The "Minature FM Transmitter" was posted on another website and did not work:
1) If the gain of the preamp transistor is high and/or if the battery is new then the preamp transistor is saturated and does not work.
2) If the gain of the preamp transistor is low and/or if the battery voltage is low then the preamp transistor is cutoff and does not work.
3) The radio frequency changes when the battery voltage runs down because the voltage is not regulated.
4) The radio frequency changes when something moves near or away from the antenna because there is no RF amplifier to separate the oscillator from the antenna.
5) It sounds muffled when heard on a normal FM radio because it is missing pre-emphasis (treble frequencies boost) like all FM radio stations have and the de-emphasis in all FM radios cuts the high frequencies down to normal.
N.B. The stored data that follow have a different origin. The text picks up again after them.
PR #2264, opened 2017-09-07
terminal, UID

comradekingu:


securedrop/source_templates/why-journalist-key.html
```diff
@@ -8,12 +8,12 @@
...
 <ul>
 <li>If you are using <a href='https://tails.boum.org/'>Tails</a>, you can double-click the <code>.asc</code> file you just downloaded and it will be automatically imported to your keyring.</li>
-<li>If you are using Mac/Linux, open the Terminal. You can import the key with <code>gpg --import /path/to/key.asc</code>.</li>
+<li>If you are using Mac/Linux, open the terminal. You can import the key with <code>gpg --import /path/to/key.asc</code>.</li>
 </ul>
 </li>
 <li>Encrypt your submission.
 <ol>
-<li>You will need to be able to identify the key (this is called the "user ID" or uid). Since the public key's filename is the key's fingerprint (with .asc at the end), you can just copy and paste that. (don't include the <code>.asc</code>!)</li>
+<li>You will need to be able to identify the key (this is called the "user ID" or UID). Since the public key's filename is the key's fingerprint (with .asc at the end), you can just copy and paste that. (don't include the <code>.asc</code>!)</li>
```
dachary: I'm not against using UID instead of uid on principle. Is there a reason for it ? When I list gpg keys, it is lower case but maybe that's bad practice ?
<pre>
pub   dsa1024 2001-02-03 [SCA]
      24F2720EC693FEA0A564F8DEF1D2CCC8497A176D
uid           [ultimate] Loic Dachary (OuoU) <loic@debian.org>
uid           [ultimate] Loic Dachary (OuoU) <loic@senga.org>
uid           [ultimate] Loic Dachary (OuoU) <loic@gnu.org>
uid           [ultimate] Loic Dachary <loic@dachary.org>
sub   elg1024 2001-02-03 [E]
</pre>

comradekingu: Then again "user ID" was never my understanding of it, so you have me confused.
`
username@localhost:~$ gpg --list-keys UniqueID smari@mailpile.is
pub   4096R/D13C70DA 2013-09-13
uid                  Smári McCarthy <smari@mailpile.is>
`
Following standard rules for abbreviation it should be UID either way.

dachary: Ok for uid.

dachary:
continued at https://github.com/freedomofpress/securedrop/pull/2279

So I fixed it by biasing the preamp transistor properly, using a low dropout voltage regulator and adding pre-emphasis. The RF oscillator also uses the voltage regulator and I added an RF transistor. It works well and sounds very good. It probably will not work when built on a solderless breadboard because of too much stray capacitance between the strips of contacts and the many jumper wires. I built mine on a soldered compact stripboard layout.   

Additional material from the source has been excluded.